假使这里住的不是女生,而是某种变态,说不定现在的情况已经是人为刀俎郑悠悠为鱼肉了。
可不是,要被吃掉了么。
陌生人依旧一瞬不瞬地望着她:“你想,进来坐吗?”
郑悠悠退远两步,拢紧衣襟,抿着嘴酝酿措辞。
深秋的夜风吹过,长发骤然散落,挂在天边的冷月,草地上白睡裙的女生,周身镀上了一层淡淡的柔光。
奇怪邻居忽然又微笑了。
“你你你,不要整夜放音乐了!”悠悠看得肝颤,有些语无伦次,“真的会吵到附近的人。这是个学区房,周遭都是……”
斜倚在门上的女生挑挑眉毛,“唔,凭什么?”
悠悠哑然,的确啊,凭啥。她引以为自然的一切都是建立在“体贴他人”这种美好的品质上。
“你再这样我会报警!”悠悠瞪她一眼。
对方一脸悉听尊便的表情,而且一边扫视她,一边用舌尖舔了舔唇角。
郑悠悠觉得后背凉凉地发毛,脸也倏地发起烫来。转身欲走,想想到底不甘心,又大踏步回到那人面前,将手机往她跟前一递,凶巴巴地,“哈,不要以为你是唯一一个自带背景音乐的人,我……”

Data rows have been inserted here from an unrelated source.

PR #1151, opened 2023-09-20
Avoid unnecessary context creation in HREX, using `BoundPotential::set_params`

mcwitt:
Alternative to https://github.com/proteneer/timemachine/pull/1146, where instead of preserving contexts for each state (which can exhaust GPU memory for large systems), we update a single context with coordinates, velocities, and parameters when iterating over states during MD updates.

#### Summary

- Reduces default `n_frames_per_iter` from 5 to 1, meaning HREX permutation moves happen after every 1 ps of MD with current defaults
- Runs MD trajectories for all states using a single context
- Adds `initial_volume_scale_factor` argument to `MonteCarloBarostat` constructor (defaulting to 0)
- Exposes all `MonteCarloBarostat` constructor args in the Python API
- Adds getter methods for integrator, potentials, and barostat to `Context`
- Uses a fixed barostat volume scale factor for HREX RBFE simulations, set to the average of the final scale factors from the bisection phase
- Removes defaults for constructor arguments from `custom_ops.MonteCarloBarostat` in favor of defining defaults in the Python API wrapper, `timemachine.lib.MonteCarloBarostat`

#### Todo

- [x] Blocked by #1156 

Benchmarks for hif2a single topology, solvent leg, 20 windows, 250 frames/window:
<table border="2" cellspacing="0" cellpadding="6" rules="groups" frame="hsides">

<colgroup>
<col  class="org-left" />

<col  class="org-right" />

<col  class="org-right" />

<col  class="org-right" />

<col  class="org-left" />
</colgroup>
<thead>
<tr>
<th scope="col" class="org-left">&#xa0;</th>
<th scope="col" class="org-right">ns/day (master)</th>
<th scope="col" class="org-right">ns/day (<a href="https://github.com/proteneer/timemachine/pull/1146">#1146</a>)</th>
<th scope="col" class="org-right">ns/day (this PR)</th>
<th scope="col" class="org-left">notes</th>
</tr>
</thead>

<tbody>
<tr>
<td class="org-left">no HREX</td>
<td class="org-right">625.4</td>
<td class="org-right">-</td>
<td class="org-right">-</td>
<td class="org-left">no difference expected</td>
</tr>

<tr>
<td class="org-left">HREX, 5ps/move</td>
<td class="org-right">430.8</td>
<td class="org-right">578.4</td>
<td class="org-right">612.7</td>
<td class="org-left"></td>
</tr>

<tr>
<td class="org-left">HREX, 1ps/move</td>
<td class="org-right">194.5</td>
<td class="org-right">446.0</td>
<td class="org-right">498.0</td>
<td class="org-left">&#xa0;</td>
</tr>
</tbody>
</table>


timemachine/cpp/src/barostat.cu
```diff
@@ -82,7 +83,7 @@ MonteCarloBarostat<RealType>::MonteCarloBarostat(
     cudaSafeMalloc(&d_volume_scale_, 1 * sizeof(*d_volume_scale_));
     cudaSafeMalloc(&d_volume_delta_, 1 * sizeof(*d_volume_delta_));
 
-    gpuErrchk(cudaMemset(d_volume_scale_, 0, 1 * sizeof(*d_volume_scale_)));
+    gpuErrchk(cudaMemset(d_volume_scale_, initial_volume_scale_factor, 1 * sizeof(*d_volume_scale_)));
```
badisa, line 86: This needs to be a cudaMemcpy, cudaMemset is on raw bytes so this can become some random value.

https://docs.nvidia.com/cuda/cuda-runtime-api/group__CUDART__MEMORY.html#group__CUDART__MEMORY_1gf7338650f7683c51ee26aadc6973c63a

timemachine/fe/free_energy.py
```diff
@@ -865,25 +902,28 @@ def log_q_fn(replica_idx: ReplicaIdx, state_idx: StateIdx) -> float:
...
+            return xvb
 
-        ctxt = get_context(initial_state)
+        context.set_x_t(xvb.coords)
+        context.set_v_t(xvb.velocities)
+        context.set_box(xvb.box)
 
-        xs, boxes = ctxt.multiple_steps(md_params.n_eq_steps, store_x_interval=0)
-        assert len(xs) == len(boxes) == 1
+        context.get_potentials()[0].set_params(params)
```
badisa, line 913: Should we instead do `potential.unbound_potential.set_params`? Seems more explicit to access the single potential that we constructed than to access the 'first' potential on the context, or perhaps we should assert that the context only has one potential?

timemachine/fe/rbfe.py
```diff
@@ -695,31 +696,52 @@ def estimate_relative_free_energy_bisection_hrex(
...
-                trajectories_by_state,
+            replace(
+                initial_state,
+                x0=traj.frames[-1],
+                v0=traj.final_velocities,
+                box0=traj.boxes[-1],
+                barostat=replace(
+                    initial_state.barostat,
+                    adaptive_scaling_enabled=False,
+                    initial_volume_scale_factor=mean_final_barostat_volume_scale_factor,
```
badisa, line 733: nit: Looks like `mean_final_barostat_volume_scale_factor` can be None, but the Barostat doesn't allow that as an optional field. Though might be missing something, as it would seem like mypy would catch this.

badisa (changes requested):
The cudaMemset needs to be changed to cudaMemcpy, otherwise looks great!

timemachine/cpp/src/barostat.cu
badisa: Might be good to add a test for this as well

timemachine/fe/rbfe.py
```diff
@@ -695,31 +696,52 @@ def estimate_relative_free_energy_bisection_hrex(
...
 
-        # Use equilibrated samples from bisection as initial states
+        def get_mean_final_barostat_volume_scale_factor(trajectories_by_state: Iterable[Trajectory]) -> Optional[float]:
+            scale_factors = [traj.final_barostat_volume_scale_factor for traj in trajectories_by_state]
+            if any(x is not None for x in scale_factors):
+                assert all(x is not None for x in scale_factors)
+                sfs = cast(List[float], scale_factors)  # implied by assertion but required by mypy
+                return float(np.mean(sfs))
+            else:
+                return None
```
badisa, line 718: Should this None be allowed? We disable the scaling and set the value to None, does that mean we just expect to shut off the barostat in this case?

Perhaps we should at least throw a warning as this is likely a non-desirable configuration?

timemachine/fe/free_energy.py
```diff
@@ -455,7 +439,39 @@ def run_production_local_steps(n_steps: int) -> Tuple[NDArray, NDArray, NDArray]
...
+def sample(initial_state: InitialState, md_params: MDParams, max_buffer_frames: int) -> Trajectory:
+    """Generate a trajectory given an initial state and a simulation protocol
+
+    Parameters
+    ----------
+    initial_state: InitialState
+        (contains potentials, integrator, optional barostat)
+
+    md_params: MDParams
+        (specifies x0, v0, box0, number of MD steps, thinning interval, etc...)
```
maxentile, line 456: nit[docs] -- I know this wasn't added in this PR, but the descriptions are out of date and can be removed ((x0, v0, box0) are in initial_state, etc., type annotation seems sufficient)

timemachine/lib/__init__.py
```diff
@@ -1,46 +1,62 @@
...
+    adaptive_scaling_enabled: bool = True
+    initial_volume_scale_factor: float = 0.0
 
     def impl(self, bound_potentials):
         return custom_ops.MonteCarloBarostat(
-            self.N, self.pressure, self.temperature, self.group_idxs, self.interval, bound_potentials, self.seed
+            self.N,
+            self.pressure,
+            self.temperature,
+            [g.tolist() for g in self.group_idxs],
```
maxentile, line 56: [nit, type surprise] -- is the `tolist()` conversion important? (was this previously brittle w.r.t. np.int32 vs. np.int64 type, and if so, would this be a useful change in other contexts, e.g. valence idxs?)

timemachine/cpp/src/wrap_kernels.cpp
```diff
@@ -1219,7 +1234,8 @@ void declare_barostat(py::module &m) {
             py::arg("frequency"),
             py::arg("bps"),
             py::arg("seed"),
-            py::arg("adaptive_scaling_enabled") = true)
+            py::arg("adaptive_scaling_enabled") = true,
+            py::arg("initial_volume_scale_factor") = 0.0)
```
maxentile, line 1238: possible doc or line comment to pre-empt worry: "0.0" is a flag meaning "use 1% of first box volume" ( https://github.com/proteneer/timemachine/pull/1152#discussion_r1333509394 )

timemachine/fe/rbfe.py
```diff
@@ -695,31 +696,52 @@ def estimate_relative_free_energy_bisection_hrex(
...
+                    adaptive_scaling_enabled=False,
+                    initial_volume_scale_factor=mean_final_barostat_volume_scale_factor,
+                )
+                if initial_state.barostat
+                else None,
             )
+            for initial_state, traj in zip(results[-1].initial_states, trajectories_by_state)
         ]
 
         pair_bar_result, trajectories_by_state, diagnostics = run_sims_hrex(
```
maxentile, line 741: [nit, future diagnostic] possibly log the accept rate of non-adaptive MC barostat by window for production sims, warn if outside range [25%, 75%].

maxentile (approved):
Looks good!

(superficial line comments, + it might be useful to log MC barostat accept rate when run with `adapt_volume_scale_factor = False`)

timemachine/cpp/src/barostat.cu
mcwitt: Good catch! Added a failing assertion in https://github.com/proteneer/timemachine/pull/1151/commits/5d161e4af77e6e6f3053af6abb43b9a25c75719a and fixed in https://github.com/proteneer/timemachine/pull/1151/commits/94225e266d3ef3fe1cca0f985431af4d2c7da1a0

badisa (approved):

timemachine/fe/free_energy.py
mcwitt: Hmm, I think this is how it was before https://github.com/proteneer/timemachine/pull/1151/commits/78b89f7bf31bc3b9b913be2e48b6d537f0049a9f? I found it more explicit to access the potential via the context to make it clear that they are linked, but can sort of see your argument too. Can add an assertion that `len(context.get_potentials()) == 1`.

timemachine/fe/rbfe.py
mcwitt: Ah, good catch. I would've expected mypy to catch this too. It seems like this was addressed in a recent version ([PR](https://github.com/python/mypy/pull/14849)).

In practice, I don't think there's an issue here, because `mean_final_barostat_volume_scale_factor` should only be `None` if none of the states have a barostat defined, but will fix the types to make this explicit.

timemachine/fe/rbfe.py
mcwitt: I think `None` is valid and expected in the case of a vacuum simulation. It would be invalid if any of the states have a barostat defined, but that should be ruled out in this branch. Will try to think of ways to make this clearer.

timemachine/lib/__init__.py
mcwitt: The type of the `group_idxs` in the C++ API is `List[List[int]]`, although the wrapper seems to accept `NDArray` as well. Previously this was not causing any static type errors because the arguments of `timemachine.lib.MonteCarloBarostat` were not annotated, but this issue surfaced when I converted it to a dataclass.

timemachine/fe/rbfe.py
mcwitt: Addressed by making `initial_volume_scale_factor` optional in `timemachine.lib.MonteCarloBarostat`. The default value of `None` initializes the C++ implementation with `0.0`.

timemachine/cpp/src/wrap_kernels.cpp
```diff
@@ -1219,7 +1234,8 @@ void declare_barostat(py::module &m) {
             py::arg("frequency"),
             py::arg("bps"),
             py::arg("seed"),
-            py::arg("adaptive_scaling_enabled") = true)
```
badisa, line 1222: Is there a need to remove this default? It means any old code that constructs a barostat needs to be changed, even though the default behavior won't have changed

timemachine/fe/free_energy.py
mcwitt: Fixed in https://github.com/proteneer/timemachine/pull/1151/commits/0a10e54faa4838208ef51a6ea6fa1894d5c73645

timemachine/cpp/src/wrap_kernels.cpp
mcwitt: My idea was to have a single source of truth for defaults, to avoid specifying them here and also in `timemachine.lib.MonteCarloBarostat`, which seemed like it might be confusing and get out of sync. The reason to prefer setting them in the Python API was to allow making arguments optional, so the user can pass `None` to use the default value.

This should only require changing code that calls `custom_ops.MonteCarloBarostat` directly; I think in most cases we should be using the Python API wrapper, `timemachine.lib.MonteCarloBarostat`? (usage of the latter should not need changes)

badisa: That seems like a reasonable rationale. Would prefer in the future that these sorts of changes be made in separate PRs where that intention is communicated rather than at the tail of PR review. Was surprising to see you change this after approvals as it does change how the code base can be used.

mcwitt: Yeah, fair, sorry about that. This wasn't a change out of the blue, but was intended to address https://github.com/proteneer/timemachine/pull/1151#discussion_r1336112633.

badisa: I understand the intent of the change, however the scope of the change is beyond what the two comments implied to me.

No action needs to be taken in this case, and for the future would be good to avoid such changes at this stage of a PR or to more clearly point out this sort of API change.

mcwitt: OK, cool. I'm also happy to add the defaults back to `wrap_kernels.cpp`, and isolate the API change in a separate PR if that sounds preferable.

timemachine/fe/free_energy.py
mcwitt: Added assertion in https://github.com/proteneer/timemachine/pull/1151/commits/cae4a91c998abe2794f41698ecf698fa70a04f81

timemachine/fe/rbfe.py
mcwitt: Added assertions to clarify this in https://github.com/proteneer/timemachine/pull/1151/commits/e56be2b87703906551740bacc368be1c528debb8

tests/test_benchmark_free_energy.py
```diff
@@ -77,8 +77,7 @@ def test_benchmark_hif2a_single_topology(hif2a_single_topology_leg, enable_hrex)
             run_sims_hrex,
             initial_states,
             md_params,
-            n_frames_per_iter=5,
-            temperature=temperature,
+            n_frames_per_iter=1,
```
proteneer, line 80: why is temperature removed?

timemachine/cpp/src/wrap_kernels.cpp
proteneer: Removing defaults is probably fine for this PR - I'd actually much rather this be made explicit in this PR (since we're clearly changing default behavior).

tests/test_benchmark_free_energy.py
mcwitt: Temperature is defined at the level of initial states for HREX. (Although we currently restrict the temperature to be the same for all states: https://github.com/proteneer/timemachine/blob/5951327be3b4e71a3325d0f1188d8c26ea1757a7/timemachine/fe/free_energy.py#L817-L821)

timemachine/fe/free_energy.py
```diff
@@ -835,23 +847,48 @@ def assert_ensembles_compatible(state_a: InitialState, state_b: InitialState):
...
+            intg_impl,
+            bound_impls,
+            baro_impl,
+        )
+
+        return potential, context
 
-    def compute_log_q_matrix(xvbs: List[CoordsVelBox], params: List[NDArray]):
+    # Set up overall potential and context using the first state.
+    # NOTE: this assumes that states differ only in their parameters, but we do not check this!
```
proteneer, line 873: tbh I think this is a reasonable approach, I don't see us doing TREX/PREX where the temperature/pressure will change in the standard way since the energies are size extensive.

timemachine/cpp/src/wrap_kernels.cpp
mcwitt: Added an item to the PR description

proteneer (approved):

“好。”不知是不是悠悠看错了,那人脸上竟有一点浅淡的笑,“你随意。”
郑悠悠气得半死,抱着手机回了自己家。想着只要她敢再放一个,她就礼尚往来,把农业重金属摇滚神曲回馈给她,用广场舞接地气的旋律将这位古典乐的拥趸打败,就好像用大蒜的健气,打败幽微的水仙。
可是等了个多小时,恼人的丝线般的音乐声再没有出现。
……居然不战而降。倒让人有种白费心机的挫败。
郑悠悠睡意全无,呈一个大字躺倒在床上,几乎睁眼到天光。
晨晨狗跳上床来,哼哧哼哧舔她的脸。舔得脸颊湿漉漉。
“讨厌。”起床气让她皱起了眉头,一把推开狗嘴,“讨厌讨厌。怎么这么快…天就亮了。”
小狗嘭地一声跳下地。
郑悠悠翻个身,闭上眼睛,想要再赖床五分钟,不期然却听到阳台的滑动门小幅度打开的声响。
她一下子睁开眼,从床上坐起来。
手忙脚乱在床头摸发箍来绑头发,摸了半天一无所获。心下诧异,但也顾不得了。
居然有这么蠢的贼,晚上不来,大早上来?
郑悠悠没有安全感,去客厅之前,手里还摸了一支网球拍。
然则事实证明她的担心完全多余。
在那儿开门的,不是人,是狗。
“晨晨!”郑悠悠一声哀鸣。
狗混熟了以后就放飞自我了,不再掩饰自己单爪开滑动门的特技,扒拉了一会儿,打开的缝隙已经足够它一个狗挤过去。
有人说,猫是水做的,是流动的。
其实狗也差不多。悠悠眼睁睁看着它流淌出去。
等她追上,只看到它在草地上瞎跑着撒欢。
汪汪汪汪的声音不绝于耳。
可能这狗的小脑不发达,在草地上三百六十度托马斯回旋乱跑时,绊倒了外婆种的好几盆即将绽放的秋菊。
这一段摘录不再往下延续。